What should have been a typical ride along turns to a fight for survival in this thriller inspired by a 1997 incident that changed the police world in terms of arms.

In the small town of Chesterford, Massachusetts, police officer Mike Chandler is on the verge of retirement. Partnered with his son-in-law Steve McAvoy, he is excited to learn he will become a grandfather, even with a bit of an estrangement from daughter Lisa. On this day, the duo’s assignment involves a ride along with teenager Kenny, who stood up to a bully and got in trouble with the school, forcing him to either go for the ride along or be expelled.

At first, things seem to be smooth. That is, until they notice a suspicious vehicle in front of the local bank, which is in the midst of being robbed by a band of ex-military officers led by Tre. When Mike and Steve approach the vehicle, they are met with gunfire from the driver, who is one of the robbers. The situation gets intense when Steve is critically wounded after being shot in the leg. However, with perseverance, both Mike and the young Kenny, along with the other police officers and SWAT will do what it takes to top the robbers once and for all.

From director York Shackleton comes this film inspired by the Battle of North Hollywood, in which in 1997, there was a shootout between two heavily armed bank robbers and the LAPD. Twelve police officers and eight civilians were injured but ended with the robbers killed. This led to an upgrade in firepower for the police. Shackleton moves the action from Los Angeles to the small town of Chesterford, MA in the film, which was actually shot on location in Bulgaria.

Once again, this is a case of whether you like or can’t stand Nicolas Cage. In this case, he does a great job as Mike, a cop on the verge of retirement who never would imagine his last assignment would not go as smoothly as expected. New Zealander Dwayne Crawford’s Steve acts as a middleman between Mike and his daughter Lisa, played by Sophie Skelton, who has an estrangement towards her father as she blames him for the death of her mother for him not being there enough. Kudos goes to Michael Rainey Jr. as Kenny, a teenager who is forced into a situation he didn’t deserve to be in in the first place, but finds the means to find a bit of redemption for his actions considering the situation.

Ori Pfeffer’s Tre is the ringleader of robbers who are revealed in the film’s opening minutes to be ex-military officers who feel they are owed money. Cage’s son Weston, along with Michael Bellasario and Sean James make up the group. Alexandra Dinu plays the mysterious Rossi, an Interpol agent who has been tracking the robbers and trails them to Chesterford and does what she can to assist the local cops much to their chagrin.

Along with beats of action, the film does present some very tense drama coming from all sides. Aside from the action in front of the bank and the plans of action, the film takes us to the hospital where victims are being treated. This brings a level of intensity in terms of the dramatic efforts to save lives in a very dangerous situation that is all set throughout the course of one whole day.
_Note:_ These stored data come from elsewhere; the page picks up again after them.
PR #15589, opened 2024-08-03
esp32/main: Store native code as linked list instead of list on GC heap.

dpgeorge:
### Summary

Finalisers that run during `gc_sweep_all()` may run native code, for example if an open file is closed and the underlying block device is implemented in native code, then the filesystem driver (eg FAT) may call into the native code.

Therefore, native code must be freed after the call to `gc_sweep_all()`. That can only be achieved if the GC heap is not used to store the list of allocated native code blocks.  Instead, this commit makes the native code blocks a linked list.

### Testing

Tested on an ESP32C3, running the native tests as per #15551:
```
./run-tests.py --target esp32 --device /dev/ttyUSB0 --via-mpy --emit native --mpy-cross-flags="-march=rv32imc" -d basics extmod
```

All the tests pass.

Note: requires #15573, #15575.

This approach uses 4 bytes extra iRAM per native function, but keeps the code simple and understandable.  An alternative would be to still use the GC heap to store the list of native memory blocks, and make `gc_sweep_all()` only call the finalisers, not actually reclaim/clear memory.  That's a complex change to make though.

### DIFF
--- a/ports/esp32/main.c
+++ b/ports/esp32/main.c
@@ -78,6 +78,15 @@
 #define MP_TASK_STACK_LIMIT_MARGIN (1024)
 #endif
 
+typedef struct _native_code_node_t {
+    struct _native_code_node_t *next;
+    uint32_t data[];
+} native_code_node_t;
+
+static native_code_node_t *native_code_head = NULL;
+
+static void esp_native_code_free_all(void);
+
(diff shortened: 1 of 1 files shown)


projectgus (approved):
This approach looks good to me!

PR #8304, opened 2022-02-14
stm32/powerctrl: Add USB support to lightsleep.

andrewleech:
Currently on stm32, if usb cdc repl is in use when `machine.lightsleep()` is run, the reply locks up and never recovers.
The micro itself will wake up and continue on with the code, but no data can be read/written to USB.

The PC thinks the USB is still connected, however no data is transferred. 

If the USB is unplugged / replugged the connection recovers - assuming the device is self-powered it continues working with a normal re-connection of the USB, a reboot is not required.

This PR fixes the issue by explicitely disconnecting / reconnecting the USB in code before and after the STOP call.

While it would be nicer to not need the PC connection to disconnect / reconnect I'm not sure this is possible.

PR #15592, opened 2024-08-03
stm32/usb: Add support for using TinyUSB stack.

andrewleech:
### Summary

This PR adapts the stm32 port to allow switching from STM USB stack to TinyUSB stack. 

Using TinyUSB improves consistancy with other micropython ports and brings in the ability to use the runtime usb definition support recently added to other TinyUSB based ports.

TinyUSB can be enabled in a build with `#define MICROPY_HW_TINYUSB_STACK (1)` 
It's also enabled by default with `MICROPY_PREVIEW_VERSION_2`

From the command line it can be enabled with:
``` bash
make -C ports/stm32 BOARD=PYBV11 CFLAGS_EXTRA='-DMICROPY_HW_TINYUSB_STACK=1'
```

### Testing

Development and testing so far has been on the STM32WB55 and STM32F765

I've been more recently using and testing this in conjunction with [shared/tinyusb: Add support for USB Network (NCM) interface. #16459](https://github.com/micropython/micropython/pull/16459) on the STM32F765 where the builtin CDC and NCM endpoints are both working very well.

I haven't yet done significant testing of dynamic / runtime usb devices.

Currently the TinyUSB integration matches other ports for features, so CDC is enabled for repl use and [machine.USBDevice](https://docs.micropython.org/en/latest/library/machine.USBDevice.html) support is available by default.

This means however the existing stm32 / pyb usb support has been removed, including [pyb.USB_VCP](https://docs.micropython.org/en/latest/library/pyb.USB_VCP.html) and [pyb.usb_mode](https://docs.micropython.org/en/latest/library/pyb.html#pyb.usb_mode). 

Features like mass storage, hid and a second vcp could in theory be added via `machine.USBDevice` however this hasn't been tested and is a breaking change for the stm32 port.
 
TODO: test lightsleep behaviour / compared with https://github.com/micropython/micropython/pull/8304#issuecomment-2303453613

### DIFF
--- a/ports/stm32/Makefile
+++ b/ports/stm32/Makefile
@@ -256,6 +256,7 @@ SRC_C += \
 	usbd_hid_interface.c \
 	usbd_msc_interface.c \
 	mphalport.c \
+	msc_disk.c \
 	mpnetworkport.c \
 	mpthreadport.c \
 	irq.c \
--- a/ports/stm32/Makefile
+++ b/ports/stm32/Makefile
@@ -58,7 +58,7 @@ MBOOT_TEXT0_ADDR ?= 0x08000000
 include $(TOP)/py/py.mk
 include $(TOP)/extmod/extmod.mk
 
-GIT_SUBMODULES += lib/libhydrogen lib/stm32lib
+GIT_SUBMODULES += lib/libhydrogen lib/stm32lib lib/tinyusb
 
 CROSS_COMPILE ?= arm-none-eabi-
 LD_DIR=boards
@@ -110,6 +110,8 @@ INC += -I$(STM32LIB_CMSIS_ABS)/Include
 INC += -I$(STM32LIB_HAL_ABS)/Inc
 INC += -I$(USBDEV_DIR)/core/inc -I$(USBDEV_DIR)/class/inc
 #INC += -I$(USBHOST_DIR)
+INC += -I$(TOP)/lib/tinyusb/src
+INC += -I$(TOP)/shared/tinyusb/
 INC += -Ilwip_inc
 
 CFLAGS += $(INC) -Wall -Wpointer-arith -Werror -Wdouble-promotion -Wfloat-conversion -std=gnu99 -nostdlib $(CFLAGS_EXTRA)
@@ -213,6 +215,10 @@ SHARED_SRC_C += $(addprefix shared/,\
 	runtime/stdout_helpers.c \
 	runtime/sys_stdio_mphal.c \
 	timeutils/timeutils.c \
+	tinyusb/mp_usbd.c \
+	tinyusb/mp_usbd_cdc.c \
+	tinyusb/mp_usbd_descriptor.c \
+	tinyusb/mp_usbd_runtime.c \
 	)
 
 ifeq ($(MICROPY_FLOAT_IMPL),double)
@@ -242,7 +248,9 @@ SRC_C += \
 	boardctrl.c \
 	main.c \
 	stm32_it.c \
+	usbd.c \
 	usbd_conf.c \
+	usb.c \
 	usbd_desc.c \
 	usbd_cdc_interface.c \
 	usbd_hid_interface.c \
@@ -277,7 +285,6 @@ SRC_C += \
 	can.c \
 	fdcan.c \
 	pyb_can.c \
-	usb.c \
 	eth.c \
 	eth_phy.c \
 	gccollect.c \
@@ -460,6 +467,16 @@ USBDEV_SRC_C += $(addprefix $(USBDEV_DIR)/,\
 	class/src/usbd_msc_scsi.c \
 	)
 
+# TinyUSB Stack source
+-include $(TOP)/lib/tinyusb/src/tinyusb.mk
+TINYUSB_SRC_C := $(addprefix lib/tinyusb/, \
+	$(TINYUSB_SRC_C) \
+	src/portable/st/stm32_fsdev/dcd_stm32_fsdev.c \
+	src/portable/synopsys/dwc2/dcd_dwc2.c \
+	src/portable/synopsys/dwc2/dwc2_common.c \
+	src/portable/synopsys/dwc2/hcd_dwc2.c \
+	)
+
 ifeq ($(MICROPY_SSL_MBEDTLS),1)
 LIB_SRC_C += mbedtls/mbedtls_port.c
 endif
@@ -499,6 +516,7 @@ OBJ += $(addprefix $(BUILD)/, $(SHARED_SRC_C:.c=.o))
 OBJ += $(addprefix $(BUILD)/, $(DRIVERS_SRC_C:.c=.o))
 OBJ += $(addprefix $(BUILD)/, $(HAL_SRC_C:.c=.o))
 OBJ += $(addprefix $(BUILD)/, $(USBDEV_SRC_C:.c=.o))
+OBJ += $(addprefix $(BUILD)/, $(TINYUSB_SRC_C:.c=.o))
 OBJ += $(addprefix $(BUILD)/, $(SRC_C:.c=.o))
 OBJ += $(addprefix $(BUILD)/, $(SRC_CXX:.cpp=.o))
 OBJ += $(GEN_PINS_SRC:.c=.o)
--- a/ports/stm32/main.c
+++ b/ports/stm32/main.c
@@ -280,7 +280,7 @@ static bool init_sdcard_fs(void) {
                 }
             }
 
-            #if MICROPY_HW_ENABLE_USB && !MICROPY_HW_TINYUSB_STACK
+            #if MICROPY_HW_USB_MSC
             if (pyb_usb_storage_medium == PYB_USB_STORAGE_MEDIUM_NONE) {
                 // if no USB MSC medium is selected then use the SD card
                 pyb_usb_storage_medium = PYB_USB_STORAGE_MEDIUM_SDCARD;
@@ -639,7 +639,7 @@ soft_reset:
     }
     #endif
 
-    #if MICROPY_HW_STM_USB_STACK
+    #if MICROPY_HW_USB_MSC
     // if the SD card isn't used as the USB MSC medium then use the internal flash
     if (pyb_usb_storage_medium == PYB_USB_STORAGE_MEDIUM_NONE) {
         pyb_usb_storage_medium = PYB_USB_STORAGE_MEDIUM_FLASH;
--- a/ports/stm32/main.c
+++ b/ports/stm32/main.c
@@ -88,6 +88,11 @@
 #include "pyb_can.h"
 #include "subghz.h"
 
+#if MICROPY_HW_TINYUSB_STACK
+#include "usbd_conf.h"
+#include "shared/tinyusb/mp_usbd.h"
+#endif
+
 #if MICROPY_PY_THREAD
 static pyb_thread_t pyb_thread_main;
 #endif
@@ -275,14 +280,12 @@ static bool init_sdcard_fs(void) {
                 }
             }
 
-            #if MICROPY_HW_ENABLE_USB
+            #if MICROPY_HW_ENABLE_USB && !MICROPY_HW_TINYUSB_STACK
             if (pyb_usb_storage_medium == PYB_USB_STORAGE_MEDIUM_NONE) {
                 // if no USB MSC medium is selected then use the SD card
                 pyb_usb_storage_medium = PYB_USB_STORAGE_MEDIUM_SDCARD;
             }
-            #endif
 
-            #if MICROPY_HW_ENABLE_USB
             // only use SD card as current directory if that's what the USB medium is
             if (pyb_usb_storage_medium == PYB_USB_STORAGE_MEDIUM_SDCARD)
             #endif
@@ -606,7 +609,12 @@ soft_reset:
     #endif
 
     #if MICROPY_HW_ENABLE_USB
+    #if MICROPY_HW_TINYUSB_STACK
+    pyb_usbd_init();
+    mp_usbd_init();
+    #else
     pyb_usb_init0();
+    #endif
     #endif
 
     #if MICROPY_PY_MACHINE_I2S
@@ -631,7 +639,7 @@ soft_reset:
     }
     #endif
 
-    #if MICROPY_HW_ENABLE_USB
+    #if MICROPY_HW_STM_USB_STACK
     // if the SD card isn't used as the USB MSC medium then use the internal flash
     if (pyb_usb_storage_medium == PYB_USB_STORAGE_MEDIUM_NONE) {
         pyb_usb_storage_medium = PYB_USB_STORAGE_MEDIUM_FLASH;
@@ -665,7 +673,7 @@ soft_reset:
     // or whose initialisation can be safely deferred until after running
     // boot.py.
 
-    #if MICROPY_HW_ENABLE_USB
+    #if MICROPY_HW_STM_USB_STACK
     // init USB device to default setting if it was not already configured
PR #15598, opened 2024-08-05
qemu-arm: Fix tinytest test profile when updating set of dirs/files.

dpgeorge:
### Summary

Updating a set must use `.update()` rather than `.add()`.

Also apply the same pattern to qemu-riscv to prevent the same issue when directories/files are added to that port's `tests_profile.txt` file.

### Testing

Prior to this change, the qemu-arm port was not running any of the `inlineasm` or `ports/qemu-arm` tests.  Now it does (verified by inspecting the `build/genhdr/test.h` and `build/console.out` files).

### DIFF
--- a/ports/qemu-arm/tests_profile.txt
+++ b/ports/qemu-arm/tests_profile.txt
@@ -1,10 +1,10 @@
 # Port-specific test directories.
 
-test_dirs.add(("inlineasm", "qemu-arm"))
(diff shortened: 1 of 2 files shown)


projectgus (approved):
LGTM! (I also ran the tests locally to confirm I still understood the process.)

As discussed, I think that long term finding a way to interact with the qemu REPL via stdin/stdout would be a great step.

211 is a tense action-drama whose real-life inspiration can be seen in terms of both cause and effect. Nicolas Cage puts in a great performance as a veteran cop on perhaps his last assignment with great support from the likes of Michael Rainey Jr. and Dwayne Crawford.


Momentum Pictures presents a Millennium Films/Nu Image Bulgaria/211 Productions Film. Director: York Shackleton. Producers: Jeffrey Greenstein, Avi Lerner, Les Weldon, Jonathan Yunger, and Isaac Florentine. Writer: John Rebus; based on an original screenplay by York Shackleton. Cinematography: Alexander Krumov. Editing: Ivan Todorov.

Cast: Nicolas Cage, Dwayne Crawford, Michael Rainey Jr., Sophie Skelton, Ori Pfeffer, Weston Cage, Raymond Bellasario, Sean James, Cory Hardrict, Sapir Azulay, Alexandra Dinu, Velizar Binev, Bleona.

Momentum Pictures will release the film to select theaters, VOD, and Digital HD on June 8.